Il progetto dell’aeroporto di Agrigento torna al centro del dibattito, ma resta ancora lontano dalla realizzazione concreta. Dopo l’annuncio del ministro Matteo Salvini, che aveva inserito lo scalo nel Piano nazionale degli aeroporti entro il 2035, emergono ora segnali di rallentamento.
Aeroporto Agrigento: attesa per conferme ufficiali
A fare chiarezza è stato Giuseppe Pendolino, presidente del Libero Consorzio comunale, che ha invitato alla prudenza.

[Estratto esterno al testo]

Issue #85, opened 2017-01-24
allow connection to local DB through Unix socket


derikson:
I don't see that there is currently any way to connect to a database through a Unix socket with `heroku pg:pull`.

The PostgreSQL command line tools connect using a socket if the host part is empty or starts with a slash. But this command changes the host to `localhost` if it's empty, and the host portion of a URI can only contain a slash if it's percent-encoded, but `url.parse()` treats that as part of the path name.

See https://www.postgresql.org/docs/9.6/static/libpq-connect.html#LIBPQ-CONNSTRING for reference.

msakrejda:
I believe this was fixed by #97; please let me know if you are still having problems.

PR #97, opened 2017-02-23
Fix env cascading when invoking psql

### LINKED ISSUE #92: False extension mismatch reported with pg:pull + partially-qualified local database + no ssl
I have a local database, `sample`, that I am `pg:pull`-ing into. The local database server doesn't support SSL connections, and the production database has 7 extensions.

If I use `heroku pg:pull DATABASE sample`, the server's extensions will be correctly `CREATE`-ed locally, but the CLI will report an extension mismatch:

```
heroku-cli: Pulling postgresql-removed-999999 ---> sample
pg_dump: reading extensions
pg_dump: identifying extension members
pg_dump: reading schemas
[...]
pg_restore: creating SCHEMA "public"
pg_restore: creating EXTENSION "plpgsql"
pg_restore: creating COMMENT "EXTENSION plpgsql"
pg_restore: creating EXTENSION "fuzzystrmatch"
pg_restore: creating COMMENT "EXTENSION fuzzystrmatch"
pg_restore: creating EXTENSION "hstore"
pg_restore: creating COMMENT "EXTENSION hstore"
pg_restore: creating EXTENSION "pg_stat_statements"
pg_restore: creating COMMENT "EXTENSION pg_stat_statements"
pg_restore: creating EXTENSION "pg_trgm"
pg_restore: creating COMMENT "EXTENSION pg_trgm"
pg_restore: creating EXTENSION "unaccent"
pg_restore: creating COMMENT "EXTENSION unaccent"
pg_restore: creating EXTENSION "uuid-ossp"
pg_restore: creating COMMENT "EXTENSION "uuid-ossp""
[...]
psql: server does not support SSL, but SSL was required
 ▸    WARNING: Extensions in newly created target database differ from existing source database.
 ▸    Target extensions:
 ▸    
 ▸    Source extensions:
 ▸    extname
 ▸    --------------------
 ▸    fuzzystrmatch
 ▸    hstore
 ▸    pg_stat_statements
 ▸    pg_trgm
 ▸    plpgsql
 ▸    unaccent
 ▸    uuid-ossp
 ▸    (7 rows)
 ▸    
 ▸    
 ▸    HINT: You should review output to ensure that any errors
 ▸    ignored are acceptable - entire tables may have been missed, where a dependency
 ▸    could not be resolved. You may need to to install a postgresql-contrib package
 ▸    and retry.
heroku-cli: Pulling complete.
```

If I fully-qualify my local database's URL with `heroku pg:pull DATABASE postgres://localhost/sample`, however, it works:

```
heroku-cli: Pulling postgresql-removed-999999 ---> sample
pg_dump: reading extensions
pg_dump: identifying extension members
pg_dump: reading schemas
[...]
pg_restore: creating SCHEMA "public"
pg_restore: creating EXTENSION "plpgsql"
pg_restore: creating COMMENT "EXTENSION plpgsql"
pg_restore: creating EXTENSION "fuzzystrmatch"
pg_restore: creating COMMENT "EXTENSION fuzzystrmatch"
pg_restore: creating EXTENSION "hstore"
pg_restore: creating COMMENT "EXTENSION hstore"
pg_restore: creating EXTENSION "pg_stat_statements"
pg_restore: creating COMMENT "EXTENSION pg_stat_statements"
pg_restore: creating EXTENSION "pg_trgm"
pg_restore: creating COMMENT "EXTENSION pg_trgm"
pg_restore: creating EXTENSION "unaccent"
pg_restore: creating COMMENT "EXTENSION unaccent"
pg_restore: creating EXTENSION "uuid-ossp"
pg_restore: creating COMMENT "EXTENSION "uuid-ossp""
[...]
heroku-cli: Pulling complete.
```

Note the line `psql: server does not support SSL, but SSL was required` in the failing example.

The psql code here is not correctly checking for `null` hostnames, which imply `localhost` in Postgres URLs: https://github.com/heroku/heroku-pg/blob/e9e17e64b8b9a819127259d6482c542245ee3dac/lib/bastion.js#L29

URLs like `foo` are valid Postgres URLs: `foo` is equivalent to `postgres://localhost/foo` (default user, no password, default port, etc)

msakrejda:
Currently we override most PG* environment variables, but there's no
good reason for this--if the user has set something, we should not
require them to override this via the URL.

With this change, they still *can* if they need to do so explicitly,
but we shouldn't clobber valid various from the environment with empty
ones.

We keep PGSSLMODE as a setting users cannot override (to avoid
unencrypted connections to remote databases), but account for unset
hosts (which defaults to a local connection).

Fixes #92

### DIFF
--- a/lib/bastion.js
+++ b/lib/bastion.js
@@ -24,15 +24,25 @@ const getBastion = function (config, baseName) {
 exports.getBastion = getBastion
 
 const env = function (db) {
-  return Object.assign({}, process.env, {
-    PGAPPNAME: 'psql non-interactive',
-    PGSSLMODE: db.hostname === 'localhost' ? 'prefer' : 'require',
-    PGUSER: db.user || '',
-    PGPASSWORD: db.password,
-    PGDATABASE: db.database,
-    PGPORT: db.port || 5432,
-    PGHOST: db.host
+  let baseEnv = Object.assign({
+    PGAPPNAME: 'psql non-interactive'
+  }, process.env, {
+    PGSSLMODE: (!db.hostname || db.hostname === 'localhost') ? 'prefer' : 'require'
   })
+  let mapping = {
+    PGUSER: 'user',
+    PGPASSWORD: 'password',
+    PGDATABASE: 'database',
+    PGPORT: 'port',
+    PGHOST: 'host'
+  }
+  Object.keys(mapping).forEach((envVar) => {
+    let val = db[mapping[envVar]]
+    if (val) {
+      baseEnv[envVar] = val
+    }
+  })
+  return baseEnv
 }
 
 exports.env = env


msakrejda:
I think this fixes #85 as well (you'll be able to either set  a `PGHOST` env var or leave the host blank and your default host is probably Unix socket if your OS supports that).

fnando:
Looks legit! I didn't test it though.

+1

fnando (approved):

michaelbaudino:
@uhoh-itsmaciek I see at least one use-case where one would need to override `PGSSLMODE`: when using the official Postgres Docker image for development (which does not support SSL).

Secondo quanto dichiarato, non esiste ancora un atto formale che confermi quanto annunciato:
- il piano non è stato definito
- si attendono indicazioni da Enac
- serve un documento ufficiale per procedere
Fino ad allora, sottolinea Pendolino, non è possibile parlare di risultati concreti.
Dove sorgerà lo scalo
Il progetto prevede la realizzazione dell’aeroporto tra Licata e Palma di Montechiaro, un’area già oggetto di studi ambientali e paesaggistici.

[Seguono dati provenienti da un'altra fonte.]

PR #98, opened 2017-03-25
Address the edge case of async provisioning

keiko713:
Right now, after the Postgres started provisioning, `heroku pg` command will return following over time:

**0. Provision**

```
$ heroku addons:create heroku-postgresql:standard-0 -a keiko-heroku-pg-test
Creating heroku-postgresql:standard-0 on ⬢ keiko-heroku-pg-test... $50/month
The database should be available in 3-5 minutes.
! CAUTION: The database will be empty. If upgrading, you can transfer
!          data from another database with pg:copy.
Use `heroku pg:wait` to track status.
postgresql-acute-75514 is being created in the background. The app will restart when complete...
Use heroku addons:info postgresql-acute-75514 to check creation progress
Use heroku addons:docs heroku-postgresql to view documentation
```

**1. Right after the provision and shogun is still returning 404**

```
$ heroku pg -a keiko-heroku-pg-test
 ▸    postgresql-acute-75514 is not yet provisioned.
 ▸    Run heroku pg:wait to wait until the db is provisioned.
```

**2. Provisioning is ongoing and shogun is not returning 404 anymore**

```
$ heroku pg -a keiko-heroku-pg-test
=== 
Plan:               Standard 0
Status:             Preparing
Fork/Follow:        Temporarily Unavailable
Rollback:           Temporarily Unavailable
Created:            2017-03-25 00:33 UTC
Region:             us
Maintenance:        not required
Maintenance window: Mondays 19:00 to 23:00 UTC
Add-on:             postgresql-acute-75514
```

**3. Provision has finished**

```
$ heroku pg -a keiko-heroku-pg-test
=== DATABASE_URL
Plan:               Standard 0
Status:             Available
Fork/Follow:        Available
Rollback:           earliest from 2017-03-25 00:35 UTC
Created:            2017-03-25 00:33 UTC
Region:             us
Maintenance:        not required
Maintenance window: Mondays 19:00 to 23:00 UTC
Add-on:             postgresql-acute-75514
```

This is confusing as the users will see the result with empty header with step 2. With this PR, instead of using config var approach and use the attachment names to show the header.

NOTE: I tried to implement this with `heroku pg:info some-specific-db` but it gets too complicated and kinda gave up. I'd like to hear if there is any way to improve this part as well.

### DIFF
--- a/commands/info.js
+++ b/commands/info.js
@@ -5,9 +5,14 @@ const cli = require('heroku-cli-util')
 const util = require('../lib/util')
 
 function displayDB (db, app) {
-  cli.styledHeader(db.configVars.map(c => cli.color.configVar(c)).join(', '))
+  if (db.addon.attachment_names) {
+    cli.styledHeader(db.addon.attachment_names.map(c => cli.color.configVar(c + '_URL')).join(', '))
+  } else {
+    cli.styledHeader(db.configVars.map(c => cli.color.configVar(c)).join(', '))
+  }
+
   if (db.addon.app.name !== app) {
-    db.db.info.push({name: 'Billing App', values: [db.addon.app.name]})
+    db.db.info.push({name: 'Billing App', values: [cli.color.cyan(db.addon.app.name)]})
   }
   db.db.info.push({name: 'Add-on', values: [cli.color.addon(db.addon.name)]})
   let info = db.db.info.reduce((info, i) => {
@@ -56,7 +61,7 @@ function * run (context, heroku) {
         path: `/client/v11/databases/${addon.name}`
       }).catch(err => {
         if (err.statusCode !== 404) throw err
-        cli.warn(`${cli.color.addon(addon.name)} is not yet provisioned.\nRun ${cli.color.cmd('heroku pg:wait')} to wait until the db is provisioned.`)
+        cli.warn(`${cli.color.addon(addon.name)} is not yet provisioned.\nRun ${cli.color.cmd('heroku addons:wait')} to wait until the db is provisioned.`)
       })
     }
   })
--- a/lib/fetcher.js
+++ b/lib/fetcher.js
@@ -66,6 +66,7 @@ module.exports = heroku => {
       }
     }
 
+    // case for multiple attachments with passedDb
     let first = matches[0]
 
     // case for 422 where there are ambiguous attachments that are equivalent
@@ -101,13 +102,32 @@ module.exports = heroku => {
     return attachments.filter(a => a.addon.plan.name.startsWith('heroku-postgresql'))
   }
 
+  function * getAttachmentNamesByAddons (attachments) {
+    let results = {}
+    attachments.forEach(function (a) {
+      let attachmentNames = results[a.addon.id] || []
+      attachmentNames = attachmentNames.concat(a.name)
+      results[a.addon.id] = attachmentNames
+    })
+
+    return results
+  }
+
   function * all (app) {
     const uniqby = require('lodash.uniqby')
 
     debug(`fetching all DBs on ${app}`)
 
-    let addons = (yield allAttachments(app)).map(a => a.addon)
+    let attachments = yield allAttachments(app)
+    let addons = attachments.map(a => a.addon)
+
+    // Get the list of config vars per addon here and add to each addon
+    let attachmentNamesByAddons = yield getAttachmentNamesByAddons(attachments)
     addons = uniqby(addons, 'id')
+    addons = addons.map(function (a) {
+      a.attachment_names = attachmentNamesByAddons[a.id]
+      return a
+    })
 
     return addons
   }
--- a/lib/fetcher.js
+++ b/lib/fetcher.js
@@ -102,7 +102,7 @@ module.exports = heroku => {
     return attachments.filter(a => a.addon.plan.name.startsWith('heroku-postgresql'))
   }
 
-  function * getAttachmentNamesByAddon (attachments) {
+  function getAttachmentNamesByAddon (attachments) {
     return attachments.reduce((results, a) => {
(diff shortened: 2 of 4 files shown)


keiko713:
Ideally, I would like to stop using referring config var for any sort of `heroku pg` commands if possible.
For example, if you just copy and paste the database connection info config var and create a new one, it'll show up in `heroku pg` currently. This is confusing because Heroku (or Postgres) doesn't know about it as "attachment" and Heroku Postgres won't update such config var for any type of maintenance, still yet it gives customers the wrong impression that it's "Heroku certified" config vars as it'll show up in `heroku pg`.
It'd be even nicer if we can warn such things in CLI, with the correct attachment command to fix the thing.

keiko713:
Forgot to write some background. This (step 2) had been working okay, but due to the provisioning change that we made this week (async provisioning with Heroku Postgres), it is becoming "an empty" header. With async provisioning, the application is not going to get new config vars during the provisioning. It'll be only available once it's "provisioned", which would take a few minutes.

commands/info.js
```diff
@@ -56,7 +61,7 @@ function * run (context, heroku) {
         path: `/client/v11/databases/${addon.name}`
       }).catch(err => {
         if (err.statusCode !== 404) throw err
-        cli.warn(`${cli.color.addon(addon.name)} is not yet provisioned.\nRun ${cli.color.cmd('heroku pg:wait')} to wait until the db is provisioned.`)
+        cli.warn(`${cli.color.addon(addon.name)} is not yet provisioned.\nRun ${cli.color.cmd('heroku addons:wait')} to wait until the db is provisioned.`)
```
msakrejda, line 64: Is `pg:wait` obsolete with `addons:wait`? Should we flag it as deprecated and redirect users?

keiko713: Good question. I realized that `pg:wait` doesn't work well under certain circumstances, so especially when people want to know the status of provisioning, `addons:wait` is the safest option at the moment. However, `pg:wait` doesn't do exactly the same thing as `addons:wait`. For example, `pg:wait` tells you more detailed progress when you created an Postgres addon as fork or follow (https://github.com/heroku/shogun/blob/master/lib/shogun/presenters/resource_client_api_presenter.rb#L125-L149). I'm also thinking to tweak [this provisioning message](https://github.com/heroku/shogun/blob/master/lib/web/mediators/formations/postgres_provisioner.rb#L372) and use `heroku addons:wait`, but I'm not sure if we should "deprecate" `pg:wait` for that reason.

keiko713: I also meant to look into more for exactly what situation `pg:wait` doesn't work well and potentially fix it, but I also have some feeling that it may not be an easy fix.

lib/fetcher.js
```diff
@@ -101,13 +102,32 @@ module.exports = heroku => {
...
 
+  function * getAttachmentNamesByAddons (attachments) {
+    let results = {}
+    attachments.forEach(function (a) {
+      let attachmentNames = results[a.addon.id] || []
+      attachmentNames = attachmentNames.concat(a.name)
+      results[a.addon.id] = attachmentNames
+    })
+
+    return results
```
msakrejda: This is fine, but you could simplify this to

```javascript
return attachments.reduce((results, a) => {
  results[a.addon.id] = (results[a.addon.id] || []).concat(a.name)
  return results
}, {})
```

or even jus tdrop line 109 and move the `.concat(a.name)` to 110.

lib/fetcher.js
```diff
@@ -101,13 +102,32 @@ module.exports = heroku => {
     return attachments.filter(a => a.addon.plan.name.startsWith('heroku-postgresql'))
   }
 
+  function * getAttachmentNamesByAddons (attachments) {
```
msakrejda: I think this should be `Addon` singular: `getAttachmentNamesByAddon`.

lib/fetcher.js
```diff
@@ -101,13 +102,32 @@ module.exports = heroku => {
...
     debug(`fetching all DBs on ${app}`)
 
-    let addons = (yield allAttachments(app)).map(a => a.addon)
+    let attachments = yield allAttachments(app)
+    let addons = attachments.map(a => a.addon)
+
+    // Get the list of config vars per addon here and add to each addon
+    let attachmentNamesByAddons = yield getAttachmentNamesByAddons(attachments)
     addons = uniqby(addons, 'id')
+    addons = addons.map(function (a) {
```
msakrejda: I'd chain this call with the `uniqby` above--`addons = uniqby(addons, 'id').map...`.

msakrejda: And actually since you're mutating the objects anyway, maybe make this a `forEach` instead of a map to make that clear?

msakrejda (approved):
Seems legit. +1 as long as it works in staging.

keiko713:
I tested with `heroku plugins:link` and here is result:

Before (without `heroku plugins:link`):

```
$ h pg -r test
=== 
Plan:               Private 0
Status:             Preparing
HA Status:          Temporarily Unavailable
Fork/Follow:        Temporarily Unavailable
Rollback:           Temporarily Unavailable
Created:            2017-03-29 18:49 UTC
Region:             virginia
Maintenance:        not required
Maintenance window: Wednesdays 21:30 to Thursdays 01:30 UTC
Add-on:             postgresql-keiko-reticulated-34216
Credentials:        2
```

After:

```
$ h pg -r test
=== HEROKU_POSTGRESQL_KEIKO_URL
Plan:               Private 0
Status:             Preparing
HA Status:          Temporarily Unavailable
Fork/Follow:        Temporarily Unavailable
Rollback:           Temporarily Unavailable
Created:            2017-03-29 18:49 UTC
Region:             virginia
Maintenance:        not required
Maintenance window: Wednesdays 21:30 to Thursdays 01:30 UTC
Add-on:             postgresql-keiko-reticulated-34216
```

Finora sono stati investiti:
- circa 600 mila euro per studi preliminari
- una stima di 125 milioni di euro per la realizzazione
Il Libero Consorzio ha inoltre previsto ulteriori 30 milioni di euro per sviluppare il progetto esecutivo e ottenere le autorizzazioni necessarie.
Finanziamenti e possibili sviluppi
Per la realizzazione dell’infrastruttura si valutano diverse opzioni:
- fondi regionali o nazionali
- partnership con investitori privati
L’obiettivo è rendere il progetto cantierabile e avviare finalmente i lavori, superando anni di annunci e rinvii.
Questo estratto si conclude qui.